West Dunbartonshire WASPI women take their case to Jeremy Corbyn

Campaigner Louise Robertson (left) meets Labour leader Corbyn at the Labour Party Conference in Dundee.
By Bill Heaney
Increases in the State Pension age for women born in the 1950s was one of the many issues on the agenda at the Labour Party Conference in Dundee over the weekend.
Campaigner Louise Robertson was to the fore when the WASPI women lobbied the Labour leader, Jeremy Corbyn, Jean Ann Mitchell, the prospective Labour parliamentary candidate for West Dunbartonshire and Paul Sweeney, the Springburn Labour MP, pictured below.
The Pensions Act 1995 provided for the State Pension age (SPA) for women to increase from 60 to 65 over the period April 2010 to 2020.
The Pensions Act 2011 was designed to accelerate the latter part of this timetable, starting in April 2016 when women’s SPA was 63, so that it would reach 65 in November 2018.
The equalised SPA would then rise to 66 by October 2020. The reason was increases in life expectancy since the timetable was last revised.
It was initially intended that the equalised SPA would then rise to 66 by April 2020.
However, because of concerns expressed at the short notice of significant increases for some women (as much as two years compared to the timetable in existing legislation) the Government made a concession when the legislation was in its final stages.
This limited the maximum increase under the Act at 18 months, at a cost to the Exchequer of £1.1 bn.
However, some women born in the 1950s argue they have been hit particularly hard, with significant changes to their SPA imposed with a lack of appropriate notification.

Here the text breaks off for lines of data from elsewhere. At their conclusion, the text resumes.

PR #1603, opened 2023-04-14
Increase cache time for user creditials

vondele:
increases the time to 2min, which should halve the time spent in authetication. Authentication happes quite often, i.e. each worker connects every minute, and is one of the more expensive calls for the critical pserve.

The PR also clears the cache on writes to the database, so that e.g. a password change takes effect immediately.

It appears possible to just use the cache independent of the age of the entry, as long as the cache is cleared on every db write. This has not yet been implemented, but seems straightforward.


server/fishtest/userdb.py
```diff
@@ -92,6 +93,7 @@ def create_user(self, username, password, email):
                 }
             )
             self.last_pending_time = 0
+            clear_cache()
```
xoto10, line 96: is this needed?

vondele: the function writes to the db, so it makes it safe. If we assume that create user does always create a new user, that new user can't be in the cache yet.

vondele: since it actually checks, it is not needed.

xoto10: I was thinking that the new user will be added to the cache if/when it is searched for, no need to clear all the other users that are already in the cache

vondele: right, just wanted to avoid the case where create_user would create an existing user with a new password, but that can't happen as the check is explicit.

ppigazzini:
Added by hand on PROD.

The cache invalidations seem to be safe.

```bash
git grep -n save_user
server/fishtest/userdb.py:100:    def save_user(self, user):
server/fishtest/views.py:505:        request.userdb.save_user(user_data)
server/fishtest/views.py:733:            request.userdb.save_user(u)
server/tests/test_api.py:103:        self.rundb.userdb.save_user(user)
server/tests/test_api.py:483:        self.rundb.userdb.save_user(user)
server/tests/test_users.py:73:        self.rundb.userdb.save_user(user)
server/utils/delta_update_users.py:213:            rundb.userdb.save_user(u)
```

`delta_update_users.py` calls `save_user()` only in this dead code (that could be dropped), used to clean the admin group (in the past all the users had this group, appended wrongly many times).
https://github.com/glinscott/fishtest/blob/90029373f6a20b1b6106afbd32acc11c2e3b3318/server/utils/delta_update_users.py#L207-L213

`views.py` when creating a user or resheduling a test (update of the git repo)

https://github.com/glinscott/fishtest/blob/0df452710c472cc23e8510c07d05788e17318d2f/server/fishtest/views.py#L505
https://github.com/glinscott/fishtest/blob/0df452710c472cc23e8510c07d05788e17318d2f/server/fishtest/views.py#L731-L733

vondele:
the only thing that is not 100% safe is that the DB is accessible outside of the Class, so if somebody adds code that directly access the DB, the cache might be wrong. The CI is one place doing that.

ppigazzini (approved):

ppigazzini:
> It appears possible to just use the cache independent of the age of the entry, as long as the cache is cleared on every db write. This has not yet been implemented, but seems straightforward.

All these cache are a show stopper for the load balancing. Without a major refactoring of the code (eg memcached), we can use another `pserve` instance only adding another upstream in nginx config and distributing the costly api on two different upstream.

xoto10:
wherever possible we shouldn't be hand-coding caching, the db should be capable of serving data fast enough in most cases.

ppigazzini (approved):
Every pserve has his copy of the users cache, so we could have a synchronization problem.
Not an issue introduced by this PR.

PR #1604, opened 2023-04-14
Build main page in background.

vdbergh:
The build happens every 20 seconds.

I am not sure it will be faster since I have to deepcopy the cached data since it is being modified by the client.


dubslow:
I believe it should not be necessary for `tests`  to not need to copy `last_tests` when returning (same as master), altho it is admittedly not a big deal since there's only a dozen-or-so keys in this dict.

(Setting `machines_shown` is done on every fresh request anyways, so that doesn't affect the fact that `last_tests` need not be copied.)

vdbergh:
I have converted this to draft since there is a serious bug.

vdbergh:
Closing this since it should be done better/differently.

PR #1606, opened 2023-04-15
Background homepage build.

vdbergh:
The build happens every 20s.


vdbergh:
I have now used a much better approach.

peregrineshahin:
> The build happens every 20s.
I think that previous profiling shows that Homepage building took 6s at most and now it seems to take much less, could you please enlighten me on why increasing the time would be an improvement?

vondele:
I have a question about the `clear_cache()` ... the function is still there, and called from cached_flash(). This means that approving a test doesn't necessarily trigger a homepage rebuild (so the test still is pending). 

This is actually one of the things that doesn't seem to be working since the move of the homepage to the new pserve, i.e. when approving a test the view of the main page doesn't show that change.

vdbergh:
I leave the choice of an appropriate refresh period up for discussion. The point of this PR is to show that it possible to build the main page in the background.

One thing that should be taken into account is that the build now happens after _every_ refresh period and no longer on demand.

vdbergh:
> I have a question about the `clear_cache()` ... the function is still there, and called from cached_flash(). This means that approving a test doesn't necessarily trigger a homepage rebuild (so the test still is pending).

Hmm. I am not sure how this cached_flash does its thing but I agree that when there is a popup the main page should not come from the cache.

> 
> This is actually one of the things that doesn't seem to be working since the move of the homepage to the new pserve, i.e. when approving a test the view of the main page doesn't show that change.

This should be a missing buffer(run,True).

vdbergh:
> > This is actually one of the things that doesn't seem to be working since the move of the homepage to the new pserve, i.e. when approving a test the view of the main page doesn't show that change.
> 
> This should be a missing buffer(run,True).

Actually it is not clear to me why this would happen now and not before.

vdbergh:
Unfortunately I do not see a simple way to solve this. Note that it is not an issue of this PR but a general issue. But of course the longer the cache time, the worse it becomes. Some approaches I see:

-  the primary instance to writes some indicator in the db that the homepage needs to be refreshed, which is then checked by the secondary instance (I don't like this).

- There is a clear_cache api served by the secondary instance, which is then invoked by the primary instance (this I like more).

Other suggestions?

vondele:
I was thinking about the db solution, but I like the refresh api more.

vdbergh:
I am thinking that while the api solution seems to be more elegant, the error handling becomes a spaghetti (the api will want to show its own flash messages which then invokes clear_cache again etc...).

So the db solution seems more realistic.

vondele:
well, we don't need to connect it to the flash message. 
The api could be 'ensure_homepage_update' and a call to this could block until the homepage is updated. 
We could call that at any point we make a critical update.

vdbergh:
But what if the ensure_homepage_update api call fails (not unrealistic because of firewalls)? I think it would be a bad idea to make it fail silently.  The appropriate way to show the error is a flash message (we have flash messages for all kinds of errors). Of course we can give an optional argument to cached_flag to avoid recursive behavior. Maybe not so difficult after all.

vondele:
I would let it fail silently, or to the fishtest log, it is not something the user can act on.

vdbergh:
There are other errors the user cannot act on (e.g. with nn_upload). But the user can act still act on it by posting on Discord or making an issue about it.

I general I believe that things should never fail silently.

vondele:
actually, concerning the primary and secondary instance... if the main page would use two instances to serve the main page (as  @ppigazzini had while testing), the idea would still not necessarily work, i.e. you could signal one but not the other instance.

vondele:
right now, having two instances is probably not very important..

vondele:
actually a db based implementation would work, also with 2 instances, but not the api one.

vdbergh:
> actually a db based implementation would work, also with 2 instances, but not the api one.

Well the db based solution also needs some thought with more than one secondary instance. I would make the primary instance write a timestamp to the db and the secondary instances should check that this timestamp has changed since the last refresh.

vdbergh:
I will try to hack something tonight or tomorrow (in a separate PR).

vondele:
concerning the 20s wait time. What about measuring the time needed to build the home page, and sleep for e.g. 2x that time. In this way, the load due to building on that process is about 30%. If we have a fast build, we will have up-to-date data displayed.

ppigazzini:
With all the cache distributed in the code, it's not very safe to set a load balancer.
It's more simple to set another upstream/pserve to server the home page and the history of tests:

```nginx
upstream backend_tests {
    server 127.0.0.1:6543;
}

upstream backend_hist {
    server 127.0.0.1:6544;
}

upstream backend_all {
    server 127.0.0.1:6545;
}
... 

       location = /tests {
            proxy_pass http://backend_hist;
        }
```

vondele:
I think the main advantage of this scheme is that there will never be a long wait for the viewer, it will always serve a page immediately if one lands on the main page.

vdbergh:
As @vondele points out, the idea is to improve the user experience. It seems this cannot be achieved by simply devoting more instances to homepage building since the many required db accesses make homepage building intrinsically slow.

In the latest push I incorporated Vondele's nice idea for auto load balancing the homepage build (see https://github.com/glinscott/fishtest/pull/1606#issuecomment-1509853135 ) but not yet #1607 since this is a fix for an independent issue which also affects master.

ppigazzini:
I simply wanted to inform you not to start with the DB synchronization work because we have some caches scattered in the code. To start a load balancer we should get rid of all those caches, the simpler solution to use another `pserve` is to use nginx.

vdbergh:
@ppigazzini But even when using the nginx cache the user would sometimes have to wait for a homepage rebuild. The aim of this PR is to avoid this entirely. I thought it should nice to test how users would react to this experience, but I do not feel strongly about it.

The synchronization is already done in #1607 . It is necessary also for master. Of course if the plan is to eliminate caching altogether inside Fishtest then it is not necessary (but Fishtest should be able to invalidate the nginx cache).

ppigazzini:
nginx cache?

I partitioned the URIs on 3 `pserve`.
6543 - URIs that need the cached runs
6544 - API (and catch all)
6545 - home page and the history of the tests

I have nothing against this PR, I was sharing some thoughts on the shortcomings of using a load balancer.

```c
14617 mongodb   20     3475052 700120  59316 S 215.3 13.4   1:20.47  `- /usr/bin/mongod --config /etc/mongod.conf
14665 fishtest  20     1374812 331460  33784 S   4.3  6.3   1:46.36  `- /home/fishtest/fishtest/server/env/bin/python3 /home/fishtest/fishtest/server/env/bin/pserve production.ini http_port=6543
14666 fishtest  20     1216532 354328  32700 S  57.8  6.8   1:15.34  `- /home/fishtest/fishtest/server/env/bin/python3 /home/fishtest/fishtest/server/env/bin/pserve production.ini http_port=6544
14667 fishtest  20     1631648 788328  32776 S  30.2 15.0   2:49.70  `- /home/fishtest/fishtest/server/env/bin/python3 /home/fishtest/fishtest/server/env/bin/pserve production.ini http_port=6545
```

I'm not against this PR, I was sharing some thoughts on the shortcomings of using a load balancer.

The `pserve` serving the home page needs a lot of RAM.
With a load balancer we have: 2 `pserve` using a lot of RAM and few unsynchronized caches (a problem when clearing the users cache), see at examples:
https://github.com/glinscott/fishtest/blob/90029373f6a20b1b6106afbd32acc11c2e3b3318/server/fishtest/userdb.py#L17-L19
https://github.com/glinscott/fishtest/blob/90029373f6a20b1b6106afbd32acc11c2e3b3318/server/fishtest/userdb.py#L51-L54

The flag_cache is the only one coded to be used with a load balancer.
https://github.com/glinscott/fishtest/blob/90029373f6a20b1b6106afbd32acc11c2e3b3318/server/fishtest/api.py#L274-L284

xoto10:
> So the db solution seems more realistic.

Sure, the whole point of a db is it's a central data repository for others to look at.

xoto10:
I don't know if this could be useful at some point, but one approach to the db access that python makes relatively easy is to have one process doing (most of the) db access and use Queue to send requests and receive data to/from that process. This makes caching easy because only this one process is doing (most of) the db access and any intensive cpu calcs are being done in other processes helping to spread the cpu load.
Just a thought.

vdbergh:
> > So the db solution seems more realistic.
> 
> Sure, the whole point of a db is it's a central data repository for others to look at.

Well a db is for data. It should not be for control flow.

xoto10:
Perhaps so.

I'm a database programmer, so I tend to look at things from a data pov.
"Time of last update to data underlying cache" sounds like a piece of data to me. Easy for multiple processes to overwrite and multiple processes to read, with no worry about contention.

vdbergh:
The homepage takes only 2s to build now. So closing this.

The campaign Women Against State Pension Inequality (WASPI) is calling for “fair transitional state pension arrangements,” which they say translates into a ‘bridging pension’ paid from age 60 to SPA.
The women’s petition calls for a non-means tested bridging pension for women born on or after 6/4/1950 who are affected by the 1995 and 2011 Pension Acts.
They want compensation for those at risk of losing up to around £45,000 and to be given proper notification for any future changes.
In a March 2015, a report on Communication of State Pension age changes, the Work and Pensions Select Committee concluded that “more could and should have been done” to communicate the changes and called on the Government to “explore the option of permitting a defined group of women who have been affected by state pension age changes to take early retirement, from a specified age, on an “actuarially neutral basis”.
The issue has been debated in Parliament on a number of occasions and an all Party Parliamentary Group on State Pension Inequality for Women has been set up to “hold the government to account on the issue of transitional arrangements to compensate 1950s women who are affected by changes to the state pension age and to campaign on issues around the state pension age.”

West Dunbartonshire ladies meet the wife of Labour leader Jeremy Corbyn (centre).